Indie quirk in all it's predictably monotony does little more than elicit a smile.
A lighthearted romantic comedy with few surprises, Forev is the sort of film that does little more than induce a smile. The film opens with Sophie (Noël Wells of recent SNL fame) drunkenly stumbling into her neighbor Pete’s (Matt Mider) apartment with a man she’s just picked up. In this moment, we see more of her and Pete’s characters through their non-verbal communication than through dialogue, establishing her naïve, scatterbrained personality and his plain awkwardness. The problem is that this isn’t due to fantastic acting, but because we’ve seen these characters before – over and over to be honest. Indie rom-coms are up to their ears in quirky, artistically inclined women and sensitive, socially inept men. Nevertheless, the exchange is certainly amusing to witness, and in many ways relatable, despite its oddities.
After realizing just how unworthy her temporary hookup was, and after a discouraging audition for a hot dog commercial the next day, Sophie finds herself in Pete’s apartment yet again, seeking comfort from his carpet. The neighbors become friends and Sophie decides to accompany Pete on a six-hour journey to Phoenix to pick up Pete’s sister Jess (Amanda Bauer) from college.
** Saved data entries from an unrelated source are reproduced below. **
PR #45078, opened 2026-04-21
fix(studio): add resume project flow to project settings

dnywh:

YES

Bug fix. Resolves DEPR-511.

Paused projects in `Project Settings > General > Project availability` still present restart/pause maintenance controls, but no resume affordance. That makes the resume path hard to discover from Settings and pushes users back to the project dashboard to find the correct action.

The paused state also keeps showing a redundant disabled `Pause project` row, and the pause confirmation uses a more flexible modal than this flow needs.

DEPR-519 already covered the unhealthy-project restart guard, but not this paused-project discoverability path.

## What is the new behavior?

Project Settings is now paused-project aware. It shows a shared `Resume project` action when the project can still be restored, falls back to the project dashboard when the restore window has expired or pause status cannot be confirmed, and reuses the same resume flow, permission checks, and free-tier guardrails as the paused dashboard.

While a project is already paused, the redundant `Pause project` row is hidden so the section stays focused on the real next action. For active projects, the pause row remains in place, including the useful disabled tooltip states for plans that cannot pause.

The pause confirmation now uses `AlertDialog` with shorter, more accurate copy about the restore window, and the restart controls now behave more consistently on smaller breakpoints. The Project Settings command-menu entry is also searchable via `resume project`.

| Before | After |
| --- | --- |
| CleanShot 2026-04-24 at 18 05 25@2x  | CleanShot 2026-04-24 at 18 06 12@2x |
| CleanShot 2026-04-24 at 18 08 53@2x | CleanShot 2026-04-24 at 18 08 30@2x |
| CleanShot 2026-04-24 at 17 41 40@2x | CleanShot 2026-04-24 at 18 10 34@2x |

## Summary by CodeRabbit

* **New Features**
  * Added a tooltip-enabled "Resume project" button that handles permissions, free-plan member gating, optional Postgres version selection, and navigates to the project after restore.
* **UX**
  * Pause confirmation migrated to an alert-style dialog with updated copy and disabled controls during pausing.
  * Restart controls updated for improved responsive layout and refreshed button visuals.
  * Project settings now show appropriate resume/dashboard actions based on pause/restore eligibility.
* **Tests**
  * Added tests for active, resumable-paused, and non-resumable-paused states.


kemaldotearth:
Maybe you've already got it on the list, but if a project is paused, we should probably conditionally hide this row or?

Screenshot 2026-04-21 at 17 33 23

apps/studio/components/interfaces/Settings/General/Project.tsx
```diff
@@ -12,17 +12,43 @@ import {
...
+      ? 'Restart project'
+      : 'Restart database'
+
+  const primaryActionDescription = isPaused
+    ? isPauseStatusSuccess && !pauseStatus.can_restore
+      ? 'This project can no longer be resumed here. Open the dashboard to download backups and view recovery options.'
+      : isPauseStatusError
+        ? 'Open the dashboard to manage this paused project.'
+        : 'Bring your paused project back online.'
+    : 'Your project will not be available for a few minutes.'
```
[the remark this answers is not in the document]
dnywh: Fixed

apps/studio/components/layouts/ProjectLayout/PausedState/ProjectPausedState.tsx
joshenlim: unrelated - but can use the UpgradePlanButton here, will handle if the user doesn't have billing perms
i'll hop on

apps/studio/components/layouts/ProjectLayout/PausedState/ProjectPausedState.tsx
```diff
@@ -81,64 +53,6 @@ export const ProjectPausedState = ({ product }: ProjectPausedStateProps) => {
...
-  })
-
-  const form = useForm<z.infer<typeof FormSchema>>({
-    resolver: zodResolver(FormSchema),
-    mode: 'onChange',
-    defaultValues: { postgresVersionSelection: '' },
-  })
-
   return (
     <>
```
joshenlim: also unrelated - unnecessary fragment now that there's no longer a modal, will remove

apps/studio/components/interfaces/Settings/General/Project.tsx
```diff
@@ -86,9 +124,9 @@ export const Project = () => {
                   <div className="flex space-x-4">
                     <BarChart2 strokeWidth={2} />
                     <div>
-                      <p className="text-sm">Project usage statistics have been moved</p>
+                      <p className="text-sm">Project usage statistics have moved</p>
                       <p className="text-foreground-light text-sm">
-                        You may view your project's usage under your organization's settings
+                        Project usage is now viewable within organization settings.
```
joshenlim, line 129: Unrelated but im wondering whether this callout can just be removed now - it's been here for quite a while now cc @dnywh (okay to keep either way)

apps/studio/components/interfaces/Settings/General/Infrastructure/PauseProjectButton.tsx
```diff
@@ -91,21 +100,23 @@ const PauseProjectButton = () => {
...
-          it.
-        </p>
-      </ConfirmationModal>
+      <AlertDialog open={isModalOpen} onOpenChange={setIsModalOpen}>
+        <AlertDialogContent>
+          <AlertDialogHeader>
+            <AlertDialogTitle>Pause project?</AlertDialogTitle>
+            <AlertDialogDescription>
+              This project will be unavailable while paused. Your data stays safe, and you can
+              resume it later from the dashboard while it remains within the restore window.
```
joshenlim, line 109: @dnywh im just wondering whether to elaborate on "restore window"
can imagine users might be thinking what that is (e.g how long, what happens after)

maybe re-iterating the paused project state here might be good enough
e.g pause window - 90 days
you have up till (when) to unpause or you can't (but data still available for downloads)

joshenlim (approved):
Generally LGTM! Verified locally - just 2 comments i need to check with

apps/studio/components/interfaces/Settings/General/Project.tsx
dnywh: Agree. Let’s move it out. Can always revisit if it confuses folks.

Make no mistake: both Wells and Mider are incredibly talented actors, and as the film progresses, their chemistry is clear, and it’s not hard to believe the two have known each other for some time. Eventually Sophie admits to having a crush on Pete, and the two somehow arrive at the conclusion that they should get married, their discussion of it making the idea seem somewhat plausible. Naturally, Jess does not feel the same way upon learning about her brother’s engagement, particularly given that she has just been dumped by her long-term boyfriend.
And so, with a main cast of just three people, Forev attempts to handle the subject of marriage with a slight hand, never venturing into territory that might be controversial. Indeed, the film never aims to achieve anything beyond the surface, content with providing entertainment that even in its darkest moments is still cheerful. When the car breaks down on their journey home and the three are stranded at a motel overnight, they decide to get drunk to help Jess through her emotional turmoil. With the way they all act within the bar, however, it’s not surprising that Sophie and Pete wake up the next morning to find Jess missing, and are thrown into their first problem together. Under the stress of searching for Jess, the anxieties of the two become magnified, and they begin to realize that their impulsive decision may not have been for the best.
The film focuses heavily on the emotions of its characters, with each character making decisions based purely on emotion. The problem with this being that the characters’ emotions are entirely predictable and very few of their actions come as a surprise. Additionally, though the actions the characters take might be believable, the things they say often aren’t; speaking in a dialect purely reserved for the “quirky indie character”, it’s often as though they are all trying to channel their inner Zooey Deschanel. Paired with an ending that somewhat belies its organic atmosphere, the film struggles to be honest to itself, instead settling for being charming (although this trade-off isn’t entirely amiss, it’s rather underwhelming).
If you watch a lot of independent film, chances are you’ve already seen everything Forev has to offer. That’s not to say the film is bad – in fact, if anything it’s an indication to the quality of the film, given the real gems coming from indie cinema these days. What it does say, however, is that writer/directors Molly Green and James Leffler rely a little too strongly on established patterns to tell their story, thus suppressing their own creativity. The talent is clearly there – it just suffers from a case of being too conventionally unconventional.